The median income for a household in the city was $31,121, and the median income for a family was $38,348. Males had a median income of $30,874 versus $25,880 for females. The per capita income for the city was $20,337. About 17.1% of families and 21.4% of the population were below the poverty line, including 32.9% of those under age 18 and 15.8% of those age 65 or over.

Much of Richmond’s political and social history was influenced by its high society origins. In the 1920s, Ellen Glasgow and James Branch Cabell wrote novels that included thinly veiled mocking of elite institutions like the FFV, the Commonwealth Club, and the Richmond German débutante dance. Even today, Richmonders speak of “Come-heres” ( carpetbaggers) versus “from-heres.”

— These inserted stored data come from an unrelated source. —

PR #4676, opened 2024-06-12
Adds recipies to replace lost relics

NEstoll:
Mock relics can be crafted with gaia spirit ingots, and infused at the terrasteel plate to regain lost relics


artemisSystem:
I'm not a huge fan of this idea honestly. I also don't see the point of the 6 new classes. The items can just be `Item`, no?

NEstoll:
Being able to permanently lose the endgame boss relics with no way of getting them back seems like a design flaw to me, especially considering how easy it is to lose them. As for the 6 new classes, I was simply copying the relics because I don't actually know how to add items a different way.

artemisSystem:
I might agree that there should be a way to get back lost relics, but i don't think this is the way i think we should do it, sorry.

PR #4683, opened 2024-06-20
Damage type datagen fix

BrokenK3yboard:
Fix datagen for damage types, manually writing entries should no longer be necessary.


TheRealWormbo (commented):
I think the `FabricDynamicProvider` class could use a better name that describes what it's actually used for. Otherwise looking good to me.

BrokenK3yboard:
It's extended from `FabricDynamicRegistryProvider` and is meant to register multiple different types. Enchantments and Enchantment providers need to be registered there as well for them to be generated (At least in 1.21) among other things, so I don't have any clear-cut name in mind.

TheRealWormbo:
It's just that the class name itself says even less about what it's supposed to do than its parent class.
So as far as I understand, it fills dynamic registries with data relevant to Botania's datagen run. How about `BotaniaDynamicRegistryProvider`, then?

BrokenK3yboard:
Sounds fine to me.

PR #4684, opened 2024-06-20
xplat: Switch from VanillaGradle to minivan

quat1024:
[`minivan`](https://github.com/CrackedPolishedBlackstoneBricksMC/minivan) is my Gradle plugin that acts like VanillaGradle. It is written with pretty boring straightforward code, makes no attempt to download a copy of the Minecraft assets or anything else necessary to support a `runClient`, and doesn't use any IntelliJ "task activations", so it's a good bit lighter weight.

Interesting: When switching, I had to manually add a dependency on jetbrains annotations. Maybe vanillagradle did that?

Also adds the foojay-resolver-convention plugin, b/c apparently I don't have Java 17 installed in a place where Gradle can find it. This is a well-known Gradle 8 upgrade woe wrt. the toolchains feature.

### DIFF
--- a/settings.gradle
+++ b/settings.gradle
@@ -11,10 +11,23 @@ pluginManagement {
         maven {
             name = 'Sponge Snapshots'
             url = 'https://repo.spongepowered.org/repository/maven-public/'
+        }
+        maven {
+            name = 'Sleeping Town'
+            url = 'https://repo.sleeping.town/'
+            content {
+                includeGroup 'agency.highlysuspect'
+                includeGroup 'agency.highlysuspect.minivan'
+            }
+        }
         
         gradlePluginPortal()
-        }
     }
 }
+
+plugins {
+    id("org.gradle.toolchains.foojay-resolver-convention") version "0.8.0"
+}
+
 rootProject.name = 'Botania'
 include("Xplat", "Fabric", "Forge")
--- a/Xplat/build.gradle
+++ b/Xplat/build.gradle
@@ -1,6 +1,6 @@
 plugins {
     id('java')
-    id('org.spongepowered.gradle.vanilla') version '0.2.1-SNAPSHOT'
+    id('agency.highlysuspect.minivan') version '0.5-SNAPSHOT'
 }
 
 archivesBaseName = "${mod_name}-xplat"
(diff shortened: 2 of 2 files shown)


TheRealWormbo:
Is that just a thing with the IntelliJ decompiler, or does the generated code really have `@SideOnly(Side.CLIENT)` on too many classes? (I also noticed that before this update with access widening.)

quat1024:
Hm, interesting, might be a failure of the jar merging.

Which classes?

TheRealWormbo:
So far I've noticed it on any entity class I checked, including `ServerPlayer`. It might just be all classes, including nested ones. Unfortunately IntelliJ likes to navigate to Fabric versions of classes (presumably because those have configured sources), which is making this a bit harder to check.

quat1024:
Well that's embarrassing, I forgot to unbundle the server jar. Glad i didn't publish 0.5 yet >.>

Should be fixed in the latest minivan snapshot (commit hash [c5ae507](https://github.com/CrackedPolishedBlackstoneBricksMC/minivan/commit/c5ae5070377472b312cc4d287e0179b53cef7107)).

TheRealWormbo:
Yup, looks better.

settings.gradle
```diff
@@ -11,10 +11,23 @@ pluginManagement {
         maven {
             name = 'Sponge Snapshots'
             url = 'https://repo.spongepowered.org/repository/maven-public/'
+        }
+        maven {
+            name = 'Sleeping Town'
+            url = 'https://repo.sleeping.town/'
+            content {
+                includeGroup 'agency.highlysuspect'
+                includeGroup 'agency.highlysuspect.minivan'
```
artemisSystem, line 20: are both these needed?

quat1024: First one is for the plugin itself (group `agency.highlysuspect`, artifact `minivan`), second one is for [the plugin marker artifact](https://repo.sleeping.town/agency/highlysuspect/minivan/agency.highlysuspect.minivan.gradle.plugin/) (group `agency.highlysuspect.minivan`, artifact `agency.highlysuspect.minivan.gradle.plugin`). [Weird gradle thing](https://docs.gradle.org/current/userguide/plugins.html#sec:plugin_markers).

artemisSystem:
Tested a bit and it seems to work just fine. Thanks a lot!

PR #4688, opened 2024-06-23
Pollidisiac support for feeding baby animals

TheRealWormbo:
The flower can now feed baby animals in addition to (or instead of) adult animals.

- Wand of the Forest in function mode can toggle the flower between feeding adult/baby/all animals (default is adult-only, to not break existing contraptions)
- current mode is shown in wand HUD
- if allowed to feed babies, they are only fed every couple seconds, and only while they have more than 30 seconds left to grow up


artemisSystem:
Looks good! I added some documentation and made a small code change

PR #4705, opened 2024-07-05
British English lang file

anoomolu:
> basically got sick of typing gray to find Botania items when using Minecraft's en_gb lang

Just spelling changes really - gray to grey, -or and -ize suffixes to -our and -ise, chiseled to chiselled and so on.


TheRealWormbo:
That leaves AU, CA, and NZ variants as remaining "serious" English languages supported by vanilla Minecraft. A quick search suggests that Canadian mixes American and British spelling enough (e.g. -our, but -ize) to warrant its own stripped-down version, while this file might also pass for the other two.

PR #544, opened 2021-11-01
add specification for snappy framing format

armijnhemel:
This specification adds support for the snappy framing format. The use of `repeat: until` means that sometimes (if there is trailing data) an extra byte is read. A program using this code could detect this by looking at the `is_valid` attribute.

### DIFF
--- a/archive/snappy.ksy
+++ b/archive/snappy.ksy
@@ -1,0 +1,57 @@
+meta:
+  id: snappy
+  title: snappy framing format
+  license: CC0-1.0
+  ks-version: 0.9
+  encoding: utf-8
+  endian: le
+doc-ref: https://github.com/google/snappy/blob/master/framing_format.txt
+doc: |
+  snappy's framing2 format
+  
+  Test files can be created with snzip: <https://github.com/kubo/snzip>
+seq:
+  - id: chunks
+    type: chunk
+    repeat: until
+    repeat-until: _io.eof or not _.is_valid
+    # This is ugly, as it eats one extra byte, so an external
+    # program processing this could should take this into account
+types:
+  chunk:
+    seq:
+      - id: identifier
+        type: u1
+        enum: chunk_types
+      - id: body
+        type: chunk_body
+        if: is_valid
+    instances:
+        # more values are actually allowed but in practice
+        # these aren't encountered
+        is_valid:
+          value: identifier == chunk_types::compressed or
+            identifier == chunk_types::uncompressed or
+            identifier == chunk_types::padding or
+            identifier == chunk_types::stream_identifier
+  chunk_body:
+    seq:
+      - id: len_chunk
+        type: int3
+      - id: data
+        size: len_chunk.value
+  int3:
+    seq:
+      - id: lower
+        type: u2
+      - id: higher
+        type: u1
+    instances:
+      value:
+        value: higher * 65536 + lower
+enums:
+  chunk_types:
+    0x00: compressed
+    0x01: uncompressed
+    0xfe: padding
+    0xff: stream_identifier


archive/snappy.ksy
```diff
@@ -0,0 +1,57 @@
...
+            identifier == chunk_types::uncompressed or
+            identifier == chunk_types::padding or
+            identifier == chunk_types::stream_identifier
+  chunk_body:
+    seq:
+      - id: len_chunk
+        type: int3
+      - id: data
+        size: len_chunk.value
+  int3:
```
KOLANICH, line 43: `s3` maybe

archive/snappy.ksy
```diff
@@ -0,0 +1,57 @@
...
+    seq:
+      - id: lower
```
KOLANICH, line 45: `hi`, `lo`?

archive/snappy.ksy
KOLANICH: also, have recreated it multiple times in multiple specs. How about modularizing it?

archive/snappy.ksy
```diff
@@ -0,0 +1,57 @@
...
+        type: u2
+      - id: higher
+        type: u1
+    instances:
+      value:
+        value: higher * 65536 + lower
```
KOLANICH, line 51: I usually use bit ops here.

archive/snappy.ksy
armijnhemel: Personally I would be fine with that. I think that this has come up a few times already in the past. Adding @generalmimon

dgelessus: `b24` should also work, right? That wouldn't require an extra type.

armijnhemel: I hadn't thought of that. I will try!

KOLANICH: Only for be.

generalmimon: > Only for be.

If you mean that `b24` would only work for _big-endian_ (`be`) order, well, you can use `type: b24le` (or `meta/bit-endian: le` + `type: b24`) and it will work for little-endian order just as you'd expect.

This is exactly why I discourage not using an explicit `meta/bit-endian` setting and leaving it set to the default value (`be` because of backward compatibility) in the [User Guide](https://doc.kaitai.io/user_guide.html#bit-endian). If you do that, it works, but it essentially suggests that the big-endian order is the only parsing direction supported.

archive/snappy.ksy
generalmimon: > I usually use bit ops here.

Yes, that would definitely make more sense here. It's about expressing the intent: here `higher * 65536` is actually meant to be `higher << 16` (or even `higher << lower._bitsizeof` which is supported [since 0.9](https://kaitai.io/news/2020/10/16/kaitai-struct-v0.9-released.html#release-highlights)) and `+ lower` should be `| lower`. This is quite literally what you want to do - first shift bits of `higher` (`00 00 HH`)  to the left (`HH 00 00`) so that it doesn't collide with `lower` (`00 LL LL`) and then compose them together to get `HH LL LL` - the bitwise OR is enough for that, there is no logical reason why you would want addition `+` with all that carry-in/carry-out madness.

_(This review comment is probably made obsolete by https://github.com/kaitai-io/kaitai_struct_formats/pull/544/files#r744576387 in the sense that the type `int3` would be dropped, but I can't miss the opportunity to share my view on this :-) )_

generalmimon: > (or even `higher << lower._bitsizeof` which would work [since 0.9](https://kaitai.io/news/2020/10/16/kaitai-struct-v0.9-released.html#release-highlights))

OK, it is broken:

```ksy
meta:
  id: test
  endian: le
seq:
  - id: i
    type: int3
types:
  int3:
    seq:
      - id: lower
        type: u2
      - id: higher
        type: u1
    instances:
      value:
        # value: higher * 65536 + lower
        value: higher << lower._bitsizeof | lower
```

```
/types/int3/instances/value/value: error: don't know how to call method '_bitsizeof' of object type 'IntMultiType(false,Width2,Some(LittleEndian))'
```

and that is just another reminder of how much work there is to be done.

But at least `_sizeof` works:

```ksy
    instances:
      value:
        # value: higher * 65536 + lower
        value: higher << (8 * lower._sizeof) | lower
```

though it's slightly less elegant.

archive/snappy.ksy
KOLANICH: Thanks for the info, I should give it a try!

Issue #138, opened 2019-04-27
Add Adobe Photoshop (PSD) file format


davidhicks:
Official specification of the Adobe Photoshop (.psd) file format: https://www.adobe.com/devnet-apps/photoshop/fileformatashtml/

Work in progress branch for implementing a Kaitai Struct format specification for .psd: https://github.com/davidhicks/kaitai_struct_formats/tree/psd

GreyCat:
Alternative PSD spec implementation from @ertaquo:

https://gist.github.com/ertaquo/b1d12c37a21268e3d095d39e196f5863

KOLANICH:
Also https://gist.github.com/vladdancer/832aec8790995a5676dae0839993807a

PR #545, opened 2021-11-01
add specification for Photoshop PSD

armijnhemel:
This specification adds support for a few variants of Photoshop PSD. I have tested with a few of my personal files (which I cannot share) and it seems to work well.

### DIFF
--- a/image/psd.ksy
+++ b/image/psd.ksy
@@ -1,0 +1,574 @@
+meta:
+  id: psd
+  title: Photoshop PSD
+  file-extension: psd
+  license: CC0-1.0
+  ks-version: 0.9
+  endian: be
+doc-ref: https://www.adobe.com/devnet-apps/photoshop/fileformatashtml/
+seq:
+  - id: header
+    type: header
+  - id: color_mode_data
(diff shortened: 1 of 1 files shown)


KOLANICH:
Fixes: #138

image/psd.ksy
```diff
@@ -0,0 +1,574 @@
...
+      - id: magic
+        contents: "8BIM"
+      - id: resource_id
+        type: u2
+        enum: resource_ids
+      - id: name
+        type: pascal_string
+      - id: padding1
+        size: 1
+        if: name.len_string % 2 == 0
```
KOLANICH, line 92: Is padding should be a function of `len_string`, not `_io.pos`?

KOLANICH:
Here are the test files: https://github.com/chinedufn/psd/tree/master/tests/fixtures

image/psd.ksy
armijnhemel: No, not for `_io.pos`. The specification says: "Name: Pascal string, padded to make the size even (a null name consists of two bytes of 0)".

PR #548, opened 2021-11-01
update uimage.ksy

armijnhemel:
* many sanity checks
* magic values used by specific vendors (Cisco, ZyXEL, Genius)
* add support for ASUS specific modifications

The ASUS modifications are for the following product families:

* BRT-*
* GS-*
* GT-*
* RP-*
* RT-*

### DIFF
--- a/firmware/uimage.ksy
+++ b/firmware/uimage.ksy
@@ -17,7 +17,14 @@ types:
   uheader:
     seq:
       - id: magic
-        contents: [0x27, 0x05, 0x19, 0x56]
+        type: u4
+        enum: magic_types
+        valid:
+          any-of:
+            - magic_types::uimage
+            - magic_types::bix
+            - magic_types::bix2
+            - magic_types::bix3
       - id: header_crc
         type: u4
       - id: timestamp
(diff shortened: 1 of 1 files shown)


firmware/uimage.ksy
```diff
@@ -221,12 +306,24 @@ enums:
...
       doc: No Compression Used
-    1: gzip
-    2: bzip2
-    3: lzma
-    4: lzo
-    5: lz4
-    6: zstd
+    1:
+      id: gzip
+      doc: gzip Compression Used
```
KOLANICH, line 311: IMHO it is just redundant and distracting.

firmware/uimage.ksy
```diff
@@ -42,10 +80,57 @@ types:
       - id: compression_type
         type: u1
         enum: uimage_comp
-      - id: name
+        valid:
```
KOLANICH, line 83: Should it (and in other places too) really be validated?

armijnhemel: YMMV of course, but when carving (which I use it for) it allows me to quickly reject false positives, so I would recommend adding these checks.

firmware/uimage.ksy
armijnhemel: Maybe! I am not too attached to this.

generalmimon: > IMHO it is just redundant and distracting.

@KOLANICH I think the same way, I had once removed these previously (https://github.com/kaitai-io/kaitai_struct_formats/commit/3d0a2a5d31004be37131b441ceb81ff2ce04a427), so this is a regression.

armijnhemel: > > IMHO it is just redundant and distracting.
> 
> @KOLANICH I think the same way, I had once removed these previously ([3d0a2a5](https://github.com/kaitai-io/kaitai_struct_formats/commit/3d0a2a5d31004be37131b441ceb81ff2ce04a427)), so this is a regression.

Oops. I thought I had synced properly. I will push a new commit, apologies!

firmware/uimage.ksy
armijnhemel: > YMMV of course, but when carving (which I use it for) it allows me to quickly reject false positives, so I would recommend adding these checks.

So to add a little bit more context: this mostly happens when scanning files that have the alternative magic signatures.

KOLANICH: `-affected-by: 435` (https://github.com/kaitai-io/kaitai_struct/issues/435#issuecomment-389597122)

PR #549, opened 2021-11-01
add specification for libminikin text layout files

armijnhemel:
This specification adds support for text format files for libminikin. As far as I know the format is no longer used on Android and replaced by something else. I will search for some public test files.

### DIFF
--- a/font/minikin_hyb.ksy
+++ b/font/minikin_hyb.ksy
@@ -1,0 +1,122 @@
+meta:
+  id: minikin_hyb
+  title: Libminikin text layout format
+  file-extension: hyb
+  tags:
+    - android
+  license: CC0-1.0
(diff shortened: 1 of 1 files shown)


font/minikin_hyb.ksy
```diff
@@ -0,0 +1,122 @@
+meta:
+  id: minikin_hyb
+  title: Libminikin text layout format
+  file-extension: hyb
+  tags:
+    - android
+  license: CC0-1.0
+  endian: le
+doc: |
+  Text layout format as used on Android
```
KOLANICH, line 10: Not just `text layout`, but `hyphenation`

KOLANICH:
Also you can consider implementing lookup routine as a KS type.

PR #551, opened 2021-11-01
pcap: add more link types, extra sanity check for the version number

armijnhemel:


network/pcap.ksy
```diff
@@ -186,3 +192,26 @@ enums:
...
+    266: usb_darwin
+    268: sdlc
+    270: loratap
+    271: vsock
+    272: nordic_ble
+    273: docsis31_xra31
+    274: ethernet_mpacket
+    275: displayport_aux
+    276: linux_sll2
+    278: openvisla
```
generalmimon, line 205:
```suggestion
    278: openvizsla
```

See https://www.tcpdump.org/linktypes/LINKTYPE_OPENVIZSLA.html

network/pcap.ksy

Historic development as a commercial centre

Richmond's strategic location on the James River, built on undulating hills at the rocky fall line separating the piedmont and tidewater regions of Virginia provided a natural site for the development of commerce. For centuries, the native peoples of the powerful Powhatan tribe recognized the value of this site, rich in natural beauty. They knew it as a place to hunt, fish, play, and trade, and they called it "Shocquohocan,", or Shockoe.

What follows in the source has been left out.